The ex asking for the £20 might be petty or it might be that she is genuinely hard up. But technically she isn’t wrong to ask, child maintenance is calculated on the number of nights the non resident parent looks after the child.

RampantIvy · 21/04/2025 10:38

SapporoBaby · 21/04/2025 09:51

If she was your child you wouldn’t be able to get rid of her when she’s sick. He’s her dad and her mum shouldn’t have to always look after her when she’s sick.

More whataboutery.

Please stop it!

It is irrelevant here.

Unexpectedlysinglemum · 21/04/2025 11:28

cadburyegg · 21/04/2025 10:29

I think your partner should have asked his ex if he can come over to her house to see his DD on this occasion rather than having her over to your house this weekend. Bringing food for her of course, maybe offering to pay for a film to watch while she is recovering. He should have offered a compromise rather than saying he wouldn’t have her at all. Whatever you think of his ex, she is the one he chose to have a child with (whatever the circumstances) and does the majority of the leg work, so your partner needs to be prepared to be flexible where necessary.

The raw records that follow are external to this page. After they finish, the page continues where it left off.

PR #921, opened 2018-08-29
permissions tweaking for automation and storm query reuse / subquery

invisig0th:


synapse/cortex.py
```diff
@@ -106,6 +99,17 @@ def getNodesBy(self, full, valu, cmpr='='):
...
+    def allowed(self, *path):
+        if self.user is None:
+            return True
+
+        return self.user.allowed(path)
+
+    def _reqUserAllowed(self, *path):
+        if not self.allowed(*path):
+            perm = '.'.join(path)
+            raise s_exc.AuthDeny(perm=perm)
```
vEpiphyte: we should include `name=self.user.name`

synapse/cortex.py
```diff
@@ -375,6 +372,9 @@ def __init__(self, dirn):
         self.model = s_datamodel.Model()
         self.view = View(self, self.layers)
 
+        self.ontagadds = collections.defaultdict(list)
```
vEpiphyte: This feels like we're replicating existing eventbus behavior

synapse/datamodel.py
```diff
@@ -116,6 +76,54 @@ def wasDel(self, node, oldv):
...
+    '''
+    def __init__(self, modl, form, name, typedef, info):
+
+        PropBase.__init__(self)
+
+        self.modl = modl
+        self.name = name
+        self.info = info
+
+        self.isform = False     # for quick Prop()/Form() detection
```
vEpiphyte: :+1:

synapse/cortex.py
```diff
@@ -865,33 +901,53 @@ def getCoreMods(self):
...
 
-        Yields:
-            ((str,dict)): Storm messages.
+    @s_glob.inpool
+    def _runStormThread(self, query, opts=None, user=None, chan=None):
+
+        try:
+
+            count = 0
+            tick = s_common.now()
```
vEpiphyte: personal nit - i'd move count and tick outside of the try: block to make variable initialization used by finally: a pretty sure thing (if `now()` fails we have bigger issues)

synapse/daemon.py
```diff
@@ -222,12 +222,15 @@ def share(self, name, item):
         except Exception as e:
             logger.exception(f'onTeleShare() error for: {name}')
 
-    def _onDmonFini(self):
+    @s_glob.synchelp
```
vEpiphyte: since this becomes synchelped, do we need to have a separate `afini` inner funciton that we still end up passing into the plex a few lines down?

synapse/lib/ast.py
```diff
@@ -530,30 +419,41 @@ def run(self, genr):
...
+        # -> baz:ndef
+        if isinstance(prop.type, s_types.Ndef):
+
+            for node, path in genr:
+
+                if self.isjoin:
+                    yield node, path
+
+                for pivo in runt.snap.getNodesBy(prop.full, node.ndef):
+                    yield pivo, path.fork()
```
vEpiphyte: requires test coverage - path.fork() will throw an error without an arguement

synapse/lib/node.py
```diff
@@ -252,20 +257,17 @@ def get(self, name):
         return node.get(text)
 
     def pop(self, name, init=False):
+
```
vEpiphyte: Callers of this function have to check the return value of None vs. False to know if a property was popped'

synapse/lib/snap.py
```diff
@@ -158,25 +151,9 @@ def allowall(self):
         Doing that will allow subsequent operations to be done without any
         permissions enforcement.
         '''
-        dorules = self.dorules
-        self.dorules = False
-
+        logger.warning('allowall() is depricated and will be removed!')
```
vEpiphyte: spelling

synapse/lib/snap.py
```diff
@@ -71,55 +68,57 @@ def __init__(self, core, layers, write=False):
...
+        self.core.stormrunts[runt.iden] = runt
+        yield runt
+        self.core.stormrunts.pop(runt.iden, None)
+
+    def iterStormPodes(self, text, opts=None, user=None):
         '''
-        Construct and return a new storm query object for this Snap().
+        Yield packed node tuples for the given storm query text.
         '''
+        dorepr = False
```
vEpiphyte: plumb dopath here

synapse/lib/storm.py
```diff
@@ -6,10 +6,130 @@
...
+        return self.snap.printf(mesg)
+
+    def warn(self, mesg, **info):
+        return self.snap.warn(mesg, **info)
+
+    def elevate(self):
+
+        if self.user is not None:
+            if not self.user.admin:
+                raise s_exc.AuthDeny(mesg='user is not admin')
```
vEpiphyte: should include `name=self.user.name`

synapse/tests/test_cortex.py
```diff
@@ -1331,6 +1291,61 @@ def test_cortex_int_indx(self):
...
+        with self.getTestCore() as core:
+
+            core.model.addUnivProp('hehe', ('int', {}), {})
+
+            self.len(1, core.eval('[ teststr=woot .hehe=20 ]'))
+            self.len(1, core.eval('.hehe'))
+            self.len(1, core.eval('.hehe [ -.hehe ]'))
+            self.len(0, core.eval('.hehe'))
+
+    def test_cortex_snap_eval(self):
```
vEpiphyte: this is a merge error - most of the content in `test_cortex_snap_eval` came from `test_cortex_int_indx`

synapse/tests/test_cortex.py
```diff
@@ -1331,6 +1291,62 @@ def test_cortex_int_indx(self):
...
+
+        with self.getTestCore() as core:
+
+            with core.snap() as snap:
+                self.len(1, snap.eval('[testint=20]'))
```
vEpiphyte: still a merge error

synapse/cortex.py
invisig0th: +1

synapse/cortex.py
invisig0th: A tiny bit, yes, but not all callbacks are best optimized as messages.  In this case, being able to have a function with specific arguments makes it easier on the module implementer etc. :)

synapse/cortex.py
invisig0th: :+1:

synapse/daemon.py
invisig0th: oh, good call.  i was doing that to fix a shutdown race with listenservers .close() stuff, but you're def right.  we can clean that up. :+1:

synapse/lib/ast.py
```diff
@@ -186,186 +138,136 @@ def _iterGraph(self, node, path):
...
-        with self._getQuerySnap() as snap:
-            yield from self._runQueryLoop(snap)
-
-    def _runQueryLoop(self, snap):
-
-        snap.core._logStormQuery(self.text, self.user)
+    def iterNodePaths(self, runt):
 
-        self.init(snap)
+        self.core._logStormQuery(self.text, runt.user)
```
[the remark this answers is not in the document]
invisig0th: probably could.  or maybe even move it up the API stack so it only logs for the specific queries run by a calling user.  gonna leave it for now, but definitely open to changing.

synapse/lib/ast.py
invisig0th: good call.  fixing.

synapse/lib/node.py
invisig0th: noticed that.  was thinking about making it return the value ( or s_common.novalu ) so we could avoid
```
oldv = node.get('foo')
node.pop('foo')
dostuff(oldv)
```
Leaving it for now, but it def needs a tweak.

synapse/lib/snap.py
invisig0th: :+1:

synapse/lib/snap.py
invisig0th: :+1:

synapse/lib/storm.py
invisig0th: :+1:

synapse/cortex.py
```diff
@@ -156,33 +164,55 @@ def delNodeTag(self, iden, tag):
...
+        Args:
+            nodes (list): [ ( (form, valu), {'props':{}, 'tags':{}}), ... ]
+
+        Yields:
+            (tuple): Packed node tuples ((form,valu), {'props': {}, 'tags':{}})
+
+        '''
+        done = {}
+
+        for node in nodes:
```
jnwatson: Suggest comment: `# First, check that user has permissions to add each node.`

The ex asking for the £20 might be petty or it might be that she is genuinely hard up. But technically she isn’t wrong to ask, child maintenance is calculated on the number of nights the non resident parent looks after the child.

Yes exactly this

TheIceBear · 21/04/2025 15:57

Unexpectedlysinglemum · 21/04/2025 09:11

So in this situation the father should go round to daughter to see her in the garden both days and bring her and mum anything they need for the weekends such as meds and pre prepared healthy food, offer mum £70 for a babysitter if she had plans to go out and offer to have her an extra weekend whenever suits mum.

Do 15 year olds require babysitters ??? I used to babysit when I was that age and younger. Agree about offering to have an extra weekend but op said they have offered this already. pre prepared healthy food ? What planet are you living on.